◆ ACTIVITY
All lines from the opening of the data to the line containing "there in one)" must be returned unchanged, and only those lines.

◆ LISTED ENTRIES
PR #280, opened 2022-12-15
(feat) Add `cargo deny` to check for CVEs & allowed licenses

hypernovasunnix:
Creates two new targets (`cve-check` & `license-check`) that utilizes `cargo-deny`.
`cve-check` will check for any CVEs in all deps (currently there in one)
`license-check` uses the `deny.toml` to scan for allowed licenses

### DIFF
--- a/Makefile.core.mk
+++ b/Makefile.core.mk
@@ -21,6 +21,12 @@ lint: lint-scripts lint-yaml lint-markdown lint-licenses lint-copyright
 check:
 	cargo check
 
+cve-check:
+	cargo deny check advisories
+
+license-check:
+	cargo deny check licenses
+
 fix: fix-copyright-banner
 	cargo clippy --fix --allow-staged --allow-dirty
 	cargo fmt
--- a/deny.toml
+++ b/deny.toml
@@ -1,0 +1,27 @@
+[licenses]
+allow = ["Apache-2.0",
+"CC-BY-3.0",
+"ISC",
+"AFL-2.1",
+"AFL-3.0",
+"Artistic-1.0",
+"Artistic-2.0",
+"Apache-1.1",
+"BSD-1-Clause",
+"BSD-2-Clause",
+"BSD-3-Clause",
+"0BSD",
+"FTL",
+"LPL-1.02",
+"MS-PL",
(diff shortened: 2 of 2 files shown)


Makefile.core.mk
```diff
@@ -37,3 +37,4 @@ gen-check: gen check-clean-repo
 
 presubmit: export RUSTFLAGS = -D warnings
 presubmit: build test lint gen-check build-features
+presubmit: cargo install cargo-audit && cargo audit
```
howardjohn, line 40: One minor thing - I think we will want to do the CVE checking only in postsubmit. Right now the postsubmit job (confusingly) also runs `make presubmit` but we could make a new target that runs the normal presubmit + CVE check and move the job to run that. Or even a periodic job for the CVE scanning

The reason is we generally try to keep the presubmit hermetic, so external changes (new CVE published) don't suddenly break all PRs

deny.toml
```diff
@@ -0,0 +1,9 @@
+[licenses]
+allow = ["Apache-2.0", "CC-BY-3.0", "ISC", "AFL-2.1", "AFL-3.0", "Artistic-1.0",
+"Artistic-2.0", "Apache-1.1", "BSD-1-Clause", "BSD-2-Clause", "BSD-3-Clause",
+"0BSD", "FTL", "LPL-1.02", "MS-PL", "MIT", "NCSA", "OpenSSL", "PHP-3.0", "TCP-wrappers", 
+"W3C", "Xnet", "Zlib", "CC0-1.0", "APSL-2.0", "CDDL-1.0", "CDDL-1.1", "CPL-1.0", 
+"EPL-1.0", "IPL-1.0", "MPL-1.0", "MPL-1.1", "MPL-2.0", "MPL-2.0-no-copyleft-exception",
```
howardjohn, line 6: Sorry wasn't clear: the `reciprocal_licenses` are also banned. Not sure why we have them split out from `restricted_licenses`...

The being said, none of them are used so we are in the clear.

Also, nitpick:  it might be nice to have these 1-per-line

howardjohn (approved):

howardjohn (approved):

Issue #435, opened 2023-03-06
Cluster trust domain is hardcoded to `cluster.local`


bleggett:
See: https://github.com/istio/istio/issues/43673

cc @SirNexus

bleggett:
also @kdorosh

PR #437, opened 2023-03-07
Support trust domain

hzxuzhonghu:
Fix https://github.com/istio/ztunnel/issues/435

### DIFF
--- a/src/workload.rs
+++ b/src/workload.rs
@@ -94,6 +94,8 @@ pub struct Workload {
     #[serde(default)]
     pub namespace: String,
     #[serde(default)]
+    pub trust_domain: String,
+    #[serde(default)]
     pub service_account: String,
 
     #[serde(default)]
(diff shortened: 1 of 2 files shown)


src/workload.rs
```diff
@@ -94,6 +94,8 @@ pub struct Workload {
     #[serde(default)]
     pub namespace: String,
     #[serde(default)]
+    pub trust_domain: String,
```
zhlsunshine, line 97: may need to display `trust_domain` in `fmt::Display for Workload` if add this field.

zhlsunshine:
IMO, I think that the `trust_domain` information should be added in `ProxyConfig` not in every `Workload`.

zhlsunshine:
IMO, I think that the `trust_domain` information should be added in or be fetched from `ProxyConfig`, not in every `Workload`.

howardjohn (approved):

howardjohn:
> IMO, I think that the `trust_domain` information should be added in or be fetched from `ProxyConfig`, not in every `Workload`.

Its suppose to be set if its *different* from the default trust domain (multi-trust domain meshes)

◆ ANSWER FOR THE TASK
PR #280, opened 2022-12-15
(feat) Add `cargo deny` to check for CVEs & allowed licenses

hypernovasunnix:
Creates two new targets (`cve-check` & `license-check`) that utilizes `cargo-deny`.
`cve-check` will check for any CVEs in all deps (currently there in one)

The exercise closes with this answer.